Whether Panorama will dedicate a segment to that remains to be seen but it's not as sexed up, and certainly doesn't make good television, as suggesting a wave of addicted, violent cyber junkies who rely on Blizzard servers to get through the day.
Can this really be responsible broadcasting?
If the person lacks the self control to move away from the screen the problem is obviously them; not the game itself. The fact that there are millions of gamers and not millions of "addicts" depicts this.
Sure, games draw people in faster and some even become mesmerised by them, but the average person can put the controller down and walk away.
I posted this on Reddit:
I watched this last night desperately hoping some ground was placed between the BBC and sensationalism, sadly I was wrong. Hypocrisy too. At a fair few points in this program, it was suggested that people should be "having a drink" instead of indulging their "video game addictions". At one point a so-called addict basically said, do anything but play videogames. Go out and get smashed. Whatever.
Errrrr. I'm not some anti alcohol jerk but having a pop at videogames based on a few unhappy chappies (one whose mum admitted beating the crap out of him all the time - seeking escapism, who'da thunk it?), the extreme end of the spectrum, was like going to The Dead Dog and Gutter, finding the most jaundiced alcoholic in the joint at 10AM and talking to him or her about the physical and psychological merits of Mojitos. I'm half looking forward to writing this up tomorrow.
There was also the one lad who found himself addicted to World of Warcraft. When he was trying to cut down on his gaming, he eventually went back to the game and continued to play it for 6 hours per day. As he's playing the game, his tone and behaviour clearly seem anti-social - not a symptom of playing games, but what appears to be a part of his character. (Do you blank people out? No, you either pause the game or quit the thing.)
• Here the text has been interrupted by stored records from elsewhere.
Issue #308, opened 2022-05-09
Eureka! Code Profiling


jbrande:
### What happened?

We need to profile Eureka's performance in order to assess major bottlenecks and hopefully speed things up. This is especially important for Stage 3 and Stage 5. I think I can do this with Python's cProfile utility, so that's where I'll be starting.

### Code of Conduct

- [X] I agree to follow this project's Code of Conduct

jbrande:
Looking at S5 emcee runs now. Most of the time spent is spent in likelihood.py, but a lot of this actually looks to be built-in python/numpy stuff we probably don't have much control over. However, about 50 seconds of the 135 seconds that we're in likelihood.py is spent in Model.py either evaluating or updating the models. In update(), a good chunk of this is spent reading EPFs, and parsing the coefficients.

![s5_profile](https://user-images.githubusercontent.com/5041139/168348058-ab3cfbbc-ce1f-42a0-9512-0c5635bbfa91.jpg)

In eval(), the biggest time sink seems to be evaluating the transit and systematics models. The Batman transit model takes more of this time than the polynomial systematics model, so perhaps when starry gets implemented, we might be able to speed up the transit lightcurves a bit.

taylorbell57:
This is super interesting Yoni, thanks so much for looking into this! I think improving the update function will help a lot and should be pretty doable. I've been thinking for a while that we're really not doing things quickly in that function, but it's nice to see just how big an effect this has.

For S3 I definitely agree that a tonne of time is spent on plotting. The plot resolution size might have some effect on this, but I wonder if that's the main issue or if there's something else we can do. I guess it is the savefig lines that are the slowest though, so maybe resolution really is the bigger concern. I wonder if PDF vs PNG significantly changes things and if there's any other optimizations like that we can do (like different backends as you'd mentioned).

taylorbell57:
I quite strongly suspect that a significant part of issue #223 is caused by the inefficient update functions in Stage 5, but it's possible dynesty just scales very poorly with the number of data and/or fitted parameters

jbrande:
Yeah, getting into the dynesty profile it's similar to the emcee profile, except that the nested sampling prior transforms also take a good bit of time. 
![s5_dynesty_profile](https://user-images.githubusercontent.com/5041139/168491451-1b621acc-c4b2-42eb-af8a-56cd7954278b.jpg)

Reading EPFs, setting attributes, transit and systematics models all still seem to be where we have room to improve.

[...]

PR #434, opened 2022-07-29
Speeding Up S5

taylorbell57:
As pointed out by Yoni in #308, a significant amount of time was being spent in S5 on just updating the parameters on each step. The issue is that we have tried to make things very robust, object oriented, and whatnot, but doing so can have significant runtime costs if special care isn't taken. This PR is a step in that direction where I've done speed testing in ipython to figure out the fastest way I could think of to do Model.update() without changing the format of anything. Using cProfile as Yoni did and fitting a real MIRI/LRS transit with lsqfitter, I find a ~15% improvement in fitting runtime from these fairly minor edits. In the figures below, I've highlighted the Model.update function's runtime in pink where most of the runtime difference comes from. For these fits, I fitted the white-light lightcurve and then a single wavelength (by setting `testing_S5` to True). With a parallelized emcee fit it is harder to profile the code, but running them side-by-side with 4 threads each on an 8 core machine, the updated code finishes 24 seconds earlier (3% faster). For whatever reason, dynesty doesn't work properly for the spectral data for this dataset with either set of code (takes 10+ minutes so I terminated it).

Code from the main branch:
Screen Shot 2022-07-29 at 10 48 01

Code from this PR:
Screen Shot 2022-07-29 at 10 48 15


kevin218 (approved):
Nice speed improvement!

The truth throughout the programme is twisted by the presenters with their gloomy voice overs. It's only at the last minute aren't they beating a dead horse and say they won't stop their children playing games. However, the rest of the programme doesn't reflect that whatsoever in my belief.
I'm now awaiting where I hear people talking about how their son/daughter is addicted to games.
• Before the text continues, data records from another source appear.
Issue #313, opened 2022-05-09
[Enhancement]: Photometry Routines


taylorbell57:
As we've been discussing for a while, we need photometry methods for the simultaneous photometry from NIRCam and from specific photometry observations (e.g. Laura and I (through Tom Greene) each have TRAPPIST-1 photometry observations coming from MIRI). I believe @sebastian-zieba has already done most of the work of repurposing previous photometry code (POET based code I believe).

### Code of Conduct

- [X] I agree to follow this project's Code of Conduct

taylorbell57:
This has been partially addressed by PR #437 for NIRCam photometry, but photometry is still yet to be supported for other instruments

PR #437, opened 2022-08-01
NIRCam photometry routine

sebastian-zieba:
I've added a photometry routine to Eureka! It has been successfully tested with commissioning data of HAT-P-14 b and ERS data of WASP-39 b. 
(Related to Issue #313)

Most changes affect S3. Only minor changes had to be made to S4. S5 has been untouched.

Workflow for S3:
- When reading in the data in nircam.py, the code checks if the "CHANNEL" entry in the header is "SHORT". If so it will set meta.photometry = True. This entry in the metadata will be then used all throughout S3 and S4.
- After doing things that already exist in s3_reduce.py (like trimming the array, checking if nans are in the array, ...), the newly added code will flag bad pixels using the Data Quality array (the user can skip that if they want).
- Next, an outlier flagging along the time axis will be performed for every single pixel in the segment (the user can skip that if they want).
- Next, we correct for the one over f noise if the user wants to do this in S3 and not in S1 or S2 (the user can skip that if they want).
- Next, we determine the centroid position (code taken from POET). This is being done twice in the code. First, a coarse centroid determination where we fit a 2D gaussian to the whole frame. Then we cut out a small area around this centroid and do another 2D gaussian fit. The user doesn't need to specify a guess position. This double-fitting approach has been more robust than a center of light method if the target is partially off the detector (like in the case of HAT-P-14 b).
- Before performing aperture photometry, the user can decide if they want to interpolate where bad pixel were found. This uses scipy.interpolate.griddata
- Next, for the aperture photometry, the user chooses an aperture, and two radii for the sky background (code taken from POET).
- The remaining part uses already existing code from S3.

Several diagnostic plots are being saved during an S3 run. 

isplots_S3 = 1:
the light curve:
fig3103-1D_LC

the movement of the centroid:
fig3104-Centroid

isplots_S3 = 3:

a background light curve:
fig3305-1D_BG_LC

2D frame:
fig3307_file0_int000_2D_frame

aperture size over time:
fig3309_aperture_size

one over f correction in S3:
fig3310_file0_int000_2D_frame

isplots_S3 = 5:

zoom into aperture region:
fig3308_file3_int8_2D_frame

2D gaussian fit to determine centroid:
fig3502_file0_int000_centroid_fgc

differences between consecutive 2D frames (might be interesting to track down mirror movements):
fig3503_int0_2D_frame_diff

Two bugs in S5 were found and also fixed in this PR:
- manual_clip in S5 doesn't work. 

in s5_fit.py: _util.manual_clip(lc, meta, log)_ had to be changed into _meta, lc, log = util.manual_clip(lc, meta, log)_ otherwise no trimming will actually happen.

- using "square-root" as a limb darkening law will return an error. batman calls the law "squareroot". All "square-root" entries were therefore changed to "squareroot".


sebastian-zieba:
Okay, I see that flake8 and pytest didn't go through. Looks like flake8 is mostly complaining about the POET code (tabs are not a multiple of 4) and I also know why the tests didn't work. I'm gonna work on this tomorrow.

taylorbell57:
Thanks for working out the issues with flake8 and the already existing pytest tests. Can also please write a test for the photometry code you've added so that we can all make sure that we don't break things for photometry when we change things for spectroscopy?

sebastian-zieba:
Sure, no worries.
Yeah sounds good, I'm gonna work on some tests tomorrow.

sebastian-zieba:
Oh, should I also add a little bit about the photometry routine to the Documentation already? Like an explanation for the new S3 ecf flags I've added?

taylorbell57:
> Oh, should I also add a little bit about the photometry routine to the Documentation already? Like an explanation for the new S3 ecf flags I've added?

Yes, please do so

sebastian-zieba:
Update:
- Fixed bug I introduced into the photometry routine when working out the flake8 issues
- Added explanation to the new ecf options to the documentation

ToDo:
- Documentation:
  -  Add photometry plots to Eureka! Outputs page
- Add pytest tests

kevin218:
In the interest of time (and the need to analyze the NIRCam SW channel this week), I suggest we accept this PR as long as it is free of any known bugs and have a separate PR next week with documentation and tests.

sebastian-zieba:
I am just about to push a last commit fixing some minor bugs. I'll push it after the meeting. The tests are also finished, only problem is that the fits file is pretty big.

sebastian-zieba:
I will push the final fixes today and the tests (which need a small fits file based on the simulated photometry dataset) can be pushed later.

sebastian-zieba:
The latest push removed the odd-DQ-flagging written for the photometry routine and now uses the already existing code in s3_reduce.py. If the user wants to do odd DQ flagging then they'll have to have "dqmask          True " in their ecf. I added this entry to every ecf and wrote a short description for the ecf page on ReadTheDocs.

src/eureka/lib/apphot.py
```diff
@@ -0,0 +1,621 @@
...
+
+    ret[stat] = status
+    # ttotal =  time.time() - tini
+
+    return ret[np.where(retidx)]
+
+
+def apphot_status(data):
+    """
+    Prints a warning if aperture step had errors.
```
taylorbell57, line 595: Docstring format likely needs tweaking to format properly

src/eureka/lib/apphot.py
```diff
@@ -0,0 +1,621 @@
+# $Author$
+# $Revision$
+# $Date$
+# $HeadURL$
+# $Id$
```
taylorbell57, line 5: Can delete these lines

src/eureka/lib/centerdriver.py
```diff
@@ -0,0 +1,106 @@
+# $Author: patricio $
+# $Revision: 304 $
+# $Date: 2010-07-13 11:36:20 -0400 (Tue, 13 Jul 2010) $
+# $HeadURL: file:///home/esp01/svn/code/python/branches/patricio/photpipe/lib/centerdriver.py $
+# $Id: centerdriver.py 304 2010-07-13 15:36:20Z patricio $
```
taylorbell57, line 5: Can delete these lines

src/eureka/lib/centerdriver.py
```diff
@@ -0,0 +1,106 @@
...
+
+def centerdriver(method, data, guess, trim, radius, size,
+                 mask=None, uncd=None, fitbg=1, maskstar=True,
+                 expand=5.0, psf=None, psfctr=None, i=None, m=None, meta=None):
+    """
+    Use the center method to find the center of a star in data, starting
+    from position guess.
+
+    Parameters:
+    -----------
```
taylorbell57, line 21: No colons after Parameters and Returns anywhere (and that also means shortening the underline below)

src/eureka/lib/centerdriver.py
```diff
@@ -0,0 +1,106 @@
...
+    --------
+    A y,x tuple (scalars) with the coordinates of center of the target
+    in data.
+
+    Example:
+    --------
+    nica
+
+    Modification History:
+    ---------------------
```
taylorbell57, line 50: Docs won't like this heading either

src/eureka/lib/chunkbad.py
```diff
@@ -0,0 +1,186 @@
+# $Author: patricio $
+# $Revision: 288 $
+# $Date: 2010-06-24 03:33:44 -0400 (Thu, 24 Jun 2010) $
+# $HeadURL: file:///home/esp01/svn/code/python/branches/patricio/photpipe/lib/poet_chunkbad.py $
+# $Id: poet_chunkbad.py 288 2010-06-24 07:33:44Z patricio $
+
+
```
taylorbell57, line 7: Can delete these lines

src/eureka/lib/chunkbad.py
```diff
@@ -0,0 +1,186 @@
...
+    column of FP.  It replaces flagged pixels with the median for
+    that location within the chunk, adding back on the original
+    frame median.  If all pixels are flagged in that location
+    within the chunk, it uses just the frame median.
+
+    Mean images: For each pixel position in Data (i.e., Data[i,j,*,pos])
+    it calculates the mean of pixels that are not flagged as bad.
+
+    Revisions
+    ---------
```
taylorbell57, line 73: Docs won't like this heading

src/eureka/lib/imageedit.py
```diff
@@ -0,0 +1,261 @@
+# $Author: patricio $
+# $Revision: 301 $
+# $Date: 2010-07-10 03:33:44 -0400 (Sat, 10 Jul 2010) $
+# $HeadURL: file:///home/esp01/svn/code/python/branches/patricio/photpipe/lib/imageedit.py $
+# $Id: imageedit.py 301 2010-07-10 07:33:44Z patricio $
+
```
taylorbell57, line 6: Can delete these lines

src/eureka/lib/imageedit.py
```diff
@@ -0,0 +1,261 @@
...
+pasteimage(data, subim, (dyc,dxc), (syc,sxc)=(None,None)):
+    Inserts subim array into data, matching the specified coordinates.
+
+Examples:
+---------
+
+Revisions
+---------
+2010-07-11  patricio  Added documentation.      pcubillos@fulbrightmail.org
+"""
```
taylorbell57, line 37: Can also delete these lines

src/eureka/lib/imageedit.py
```diff
@@ -0,0 +1,261 @@
...
+
+
+def trimimage(data, c, r, mask=None, uncd=None, oob=0):
+    (yc, xc) = c
+    (yr, xr) = r
+
+    """
+    Extracts a rectangular area of an image masking out of bound pixels.
```
taylorbell57, line 45: There should not be code before the docstring starts

src/eureka/lib/imageedit.py
```diff
@@ -0,0 +1,261 @@
...
+
+    >>> # Set out of bound pixels in the mask to -1:
+    >>> subim, mask = trimimage(data, (dyc,dxc), (1,2), mask=msk, oob=-1)
+    >>> print(mask)
+    [[-1.  1.  1.  0.  1.]
+     [-1.  1.  1.  0.  1.]
+     [-1.  1.  1.  1.  1.]]
+
+    Revisions
+    ---------
```
taylorbell57, line 107: Docs won't like this header

src/eureka/lib/imageedit.py
```diff
@@ -0,0 +1,261 @@
...
+    return ret
+
+
+def pasteimage(data, subim, dy_, syx=(None, None)):
+    (dyc, dxc) = dy_
+    (syc, sxc) = syx
+    # (None,None) = Nne
+
+    """
+    Inserts the subim array into data, the data coordinates (dyc,dxc)
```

Ready for another fear fad?
The fact that there are some who will vouch their absoluteness about others, oka knowledging about others, to own others through mere knowledge without even realising the state of their own absoluteness says it all. Lunacy is always others whereas sanity is always oneself. The same goes for pessimism and optimism. Others are always the loser whereas one is always optimistic about winning the lottery - someday.
In the absence of absoluteness, pessimism’s only duty is for countering optimism or vice-versa, and nothing else. To buy time such that true progress may manifests. “Gaming” is damaging because it promotes, amongst other complications, Type 2 diabetes - stopped laughing, good - and the day this connection is confirmed, will “game makers” and their tag-alongs be taken to task whilst remembering that should one be stupid or dumb, any attempt at injecting further stupidity or dumbness, oka Fame, Fortune & Immortality, will have little effect on one’s reality. On the other hand, perhaps the injection of sheer Intelligence, oka truth through absoluteness, just might help.